Entre otros datos señaló que un oficial retirado de alto rango llegó al extremo de escribir una carta abierta al general Mark Milley, que preside el Estado Mayor Conjunto, recordándole sus deberes constitucionales de enviar al Ejército estadunidense para destituir al presidente si se niega a irse”.

Trump es el “peor criminal de la historia de la humanidad”, dijo Chomsky al considerar que sus políticas buscan “destruir la perspectiva de vida humana”. También advirtió que los grupos y asesores que rodean a Trump “están esencialmente creando una alianza internacional de Estados extremadamente reaccionarios, que puede ser controlada por la Casa Blanca”.

Por supuesto, se ha desplazado mucho hacia la derecha, rompiendo todos los acuerdos internacionales, señalando además los peligros de no tener un régimen de control de armas que “es uno de los temas más importantes de la historia de la humanidad”, entre otros como el Medio Ambiente.
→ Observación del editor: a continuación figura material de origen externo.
Issue #711, opened 2018-10-16
Proposal guidelines should be easily accessible from the Submit page


sndurkin:
I see that there are proposal guidelines on the introduction modal, which is accessible from the "Learn more about Politeia" link. But those guidelines would be better if they were accessible directly from the Submit page.

camus-code:
Mistakenly referenced this issue in my last PR. Picking up this one now though

camus-code:
Actually #726 will indeed close this. Just reissued my PR

PR #726, opened 2018-10-16
Limit access to /proposals/new route

### LINKED ISSUE #710: Account page link doesn't provide the user with more info
Before the user has finished registering, the Submit page shows this error:

image

This is a confusing message, because clicking on the link to open the Account Page doesn't provide a way to buy proposal credits because I haven't paid the registration fee yet.

camus-code:
resolves #710 and #711

### DIFF
--- a/src/components/Modal/contents/OnBoard.js
+++ b/src/components/Modal/contents/OnBoard.js
@@ -8,7 +8,7 @@ class OnBoard extends React.Component {
   constructor(props) {
     super(props);
     this.state = {
-      tab: 0
+      tab: this.props.me.payload && this.props.me.payload.tab ? this.props.me.payload.tab : 0
     };
   }
   render() {
--- a/src/components/Modal/contents/OnBoard.js
+++ b/src/components/Modal/contents/OnBoard.js
@@ -3,12 +3,13 @@ import ModalContentWrapper from "../ModalContentWrapper";
 import modalConnector from "../../../connectors/modal";
 import { Tabs, Tab } from "../../Tabs";
 import Markdown from "../../snew/Markdown";
+import get from "lodash/fp/get";
 
 class OnBoard extends React.Component {
   constructor(props) {
     super(props);
     this.state = {
-      tab: this.props.me.payload && this.props.me.payload.tab ? this.props.me.payload.tab : 0
+      tab: get([ "me", "payload", "tab" ], this.props) || 0
     };
   }
   render() {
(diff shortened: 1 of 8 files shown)


src/connectors/newProposal.js
```diff
@@ -41,6 +46,7 @@ class NewProposalWrapper extends Component {
       initialValues: props.draftProposal || getNewProposalData(),
       validationError: ""
     };
+    this.checkPaywallNewProposal(props);
```
fernandoabolafio: The constructor isn't the right place to call this function because the API may have not returned the paywall data yet. You can test that it is wrong if you have the paywall paid and try to access the route manually; you'll be redirected to the homepage even having the paywall all set.
It should be placed in the `componentDidUpdate` by confirming that the API data is available before calling `this.checkPaywallNewProposal(props);`.

camus-code: Thanks for the suggestion! Just now realizing that it does a redirect to the homepage before it lands on the route. I'll be addressing this and the updated message in the next commit.

camus-code:
@fernandoabolafio I believe I addressed everything we talked about. Let me know what you think

src/connectors/newProposal.js
```diff
@@ -61,6 +70,25 @@ class NewProposalWrapper extends Component {
     }
   }
 
+  checkPaywallNewProposal() {
```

La soberbia de Trump, su ignorancia y comportamiento impredecible expone a Estados Unidos como nunca antes, en medio de una fractura social que augura tiempos muy difíciles, a la vez que deja al descubierto el sistema electoral más antidemocrático del mundo en pleno siglo XXI, con un capitalismo en crisis.

Atrás quedó su proyecto de dominar al mundo, ante la muralla de potencias como China, la Federación Rusa y otros países claves que acabaron con el unilateralismo y con los sueños del poder absoluto.

La revisión de lo actuado por Trump se asemeja a lo que dejan sus asociados serviles en nuestra región: países arrasados, con una enorme destrucción social, cultural, económica, terminando con todos los derechos adquiridos en años de luchas, como es el tema racial, fanatizando a sus seguidores en una emulación brutal del fascismo nazi, que asoló a la humanidad en el siglo pasado.

Pero este es otro tiempo y nada será lo mismo. Hasta el fascismo descarnado es un recurso tardío, aunque mantenga el rugido de un viejo león.